Clean code with ES6

You should always be as expressive as possible with your code. That usually means you will sometimes sacrifice wordiness with brevity. But sometimes you can get have the best of both worlds. Luckily, ES6 gives you a lot of tools to do just that.

Object destructure func arguments

Now we're getting a little fancy. But it's another great way to shorten code.

const nestedSubarrays = [[1,2], [3,4]]
  for (let [i, j] of nestedSubarrays) {
    console.log(i);
    console.log(j)
  }

Object destructuring can get really really fancy.
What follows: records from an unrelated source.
PR #1468, opened 2026-06-27
Warlock and Reaper buffs

deepdarkdepths:
## About the PR
Warlock and Reaper have had their ability values buffed up from what they were previously.
Both T3 castes were severely lacking in performance, and were considered noob traps/throw picks. 

Reaper:
Rapture gives 60 flesh resin, up from 30
Flesh Bloom's cost is 100, down from 120
Bloom heals for 240, up from 65.
Bloom's damage is 210, up from 120
Red Gas's range is 8, up from 7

const nestedSubarrays = [[1,2], [3,4], [5, 5], [6, 3]]
  const sortedBySecondEl = nestedSubarrays.sort(([a1, b1], [a2, b2]) => {
    return b1 - b2
  })

Arrow functions can be one-liners

The beauty of compact and verbose code. Note that one-liners are denoted using parenthesis, not curly braces. The parenthesis allow implicit return, as opposed to JavaScripts normal explicit return

const arrowFunc = (text) => setTimeout(() => console.log(text), 100))
//or, same thing, but less on a single line:
const arrowFunc = (text) => (
  setTimeout(() => console.log(text), 100)
)

const normalFunction = function(text) {
  setTimeout(function() => {
    console.log(text)
  }, 1000)
}

1 or 3 lines vs 5? Yes please. Youll find this helping you even more in the future with more complex functions when it comes to readable and concise code.

Object destructure shorthand assignment

A basic example. I love and use this all the time.

  const sampleObject = {
  dog: 'Sam',
  cat: 'Snow',
  guineaPig: 'Chub-Chub' //RIP 1998-2002
}

//ES6 object literal shorthand assignment
const { dog, cat, guineaPig } = sampleObject

//Closest ES5 equivalent
var dog = sampleObject.dog, cat = sampleObject.cat, guineaPig = sampleObject.guineaPig

I prefer the ES6 one-liner a lot more than the ES5 equivalent. But this is an unfair comparison, because nobody writes code like that in ES5. This leads me to my point previous point. Clean code in ES6 requires you to approach code from a different prespective.